◆ **EXERCISE DIRECTIONS**: The stretch wanted below opens at the line containing "PR #3333, opened 2016-02-25" and closes at the line containing "squash merged.". Please return it exactly, with no other lines.

── MATERIAL FOR THIS EXERCISE

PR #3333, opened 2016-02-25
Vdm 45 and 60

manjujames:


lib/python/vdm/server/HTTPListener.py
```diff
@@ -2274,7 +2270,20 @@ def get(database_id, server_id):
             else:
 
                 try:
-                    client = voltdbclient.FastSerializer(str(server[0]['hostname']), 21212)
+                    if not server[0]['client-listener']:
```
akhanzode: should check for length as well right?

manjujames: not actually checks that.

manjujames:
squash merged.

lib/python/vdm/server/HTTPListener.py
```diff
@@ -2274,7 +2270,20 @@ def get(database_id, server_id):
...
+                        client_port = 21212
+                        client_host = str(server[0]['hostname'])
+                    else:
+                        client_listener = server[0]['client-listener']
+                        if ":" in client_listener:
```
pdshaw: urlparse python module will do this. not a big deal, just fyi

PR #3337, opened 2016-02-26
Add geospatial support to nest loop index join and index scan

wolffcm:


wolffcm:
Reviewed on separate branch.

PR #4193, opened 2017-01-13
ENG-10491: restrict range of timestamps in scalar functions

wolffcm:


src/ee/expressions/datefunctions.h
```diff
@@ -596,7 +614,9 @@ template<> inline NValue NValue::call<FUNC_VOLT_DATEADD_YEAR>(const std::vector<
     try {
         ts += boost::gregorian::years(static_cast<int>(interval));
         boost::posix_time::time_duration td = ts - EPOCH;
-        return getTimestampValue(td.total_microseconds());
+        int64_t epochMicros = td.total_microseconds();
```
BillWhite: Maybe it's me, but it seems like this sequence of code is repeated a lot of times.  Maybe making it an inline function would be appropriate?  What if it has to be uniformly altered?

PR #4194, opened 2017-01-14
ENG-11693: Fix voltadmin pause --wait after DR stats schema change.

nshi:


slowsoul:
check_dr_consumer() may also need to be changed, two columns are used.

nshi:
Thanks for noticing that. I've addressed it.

────
── MATERIAL FOR THIS EXERCISE

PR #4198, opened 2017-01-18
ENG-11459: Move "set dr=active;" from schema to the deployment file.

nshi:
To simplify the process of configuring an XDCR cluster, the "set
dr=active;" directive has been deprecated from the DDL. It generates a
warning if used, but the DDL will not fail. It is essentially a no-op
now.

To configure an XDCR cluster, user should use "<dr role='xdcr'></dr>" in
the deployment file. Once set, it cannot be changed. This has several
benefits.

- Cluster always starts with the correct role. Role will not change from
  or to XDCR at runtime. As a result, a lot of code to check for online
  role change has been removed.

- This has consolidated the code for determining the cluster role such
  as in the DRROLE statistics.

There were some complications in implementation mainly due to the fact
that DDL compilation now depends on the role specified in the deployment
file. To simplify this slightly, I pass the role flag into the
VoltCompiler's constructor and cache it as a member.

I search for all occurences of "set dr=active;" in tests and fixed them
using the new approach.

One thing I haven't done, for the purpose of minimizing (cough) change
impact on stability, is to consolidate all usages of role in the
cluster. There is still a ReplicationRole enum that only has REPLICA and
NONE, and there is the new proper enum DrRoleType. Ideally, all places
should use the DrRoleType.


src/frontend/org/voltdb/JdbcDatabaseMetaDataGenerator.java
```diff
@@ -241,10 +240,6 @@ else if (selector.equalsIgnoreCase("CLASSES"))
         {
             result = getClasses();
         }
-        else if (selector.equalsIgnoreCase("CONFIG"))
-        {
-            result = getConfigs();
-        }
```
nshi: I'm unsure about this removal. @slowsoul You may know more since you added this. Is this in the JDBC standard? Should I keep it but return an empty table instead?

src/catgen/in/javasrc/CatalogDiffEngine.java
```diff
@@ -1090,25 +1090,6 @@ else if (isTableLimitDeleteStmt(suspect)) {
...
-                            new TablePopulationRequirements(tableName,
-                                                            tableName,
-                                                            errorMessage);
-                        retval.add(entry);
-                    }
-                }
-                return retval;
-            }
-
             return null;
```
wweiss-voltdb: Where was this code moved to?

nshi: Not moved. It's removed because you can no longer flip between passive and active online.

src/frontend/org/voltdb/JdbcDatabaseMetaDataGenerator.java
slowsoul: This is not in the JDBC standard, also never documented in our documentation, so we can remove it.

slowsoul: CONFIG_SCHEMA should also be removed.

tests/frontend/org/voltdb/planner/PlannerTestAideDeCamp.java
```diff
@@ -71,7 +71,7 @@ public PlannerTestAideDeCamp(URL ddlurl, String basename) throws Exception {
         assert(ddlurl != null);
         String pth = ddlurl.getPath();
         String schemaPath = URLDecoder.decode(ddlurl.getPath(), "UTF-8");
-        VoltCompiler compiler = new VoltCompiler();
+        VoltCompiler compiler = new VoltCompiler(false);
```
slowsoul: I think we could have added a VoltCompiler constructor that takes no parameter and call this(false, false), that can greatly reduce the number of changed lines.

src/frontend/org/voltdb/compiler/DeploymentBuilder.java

────

◆ **REPLY**:
PR #3333, opened 2016-02-25
Vdm 45 and 60

manjujames:


lib/python/vdm/server/HTTPListener.py
```diff
@@ -2274,7 +2270,20 @@ def get(database_id, server_id):
             else:
 
                 try:
-                    client = voltdbclient.FastSerializer(str(server[0]['hostname']), 21212)
+                    if not server[0]['client-listener']:
```
akhanzode: should check for length as well right?

manjujames: not actually checks that.

manjujames:
squash merged.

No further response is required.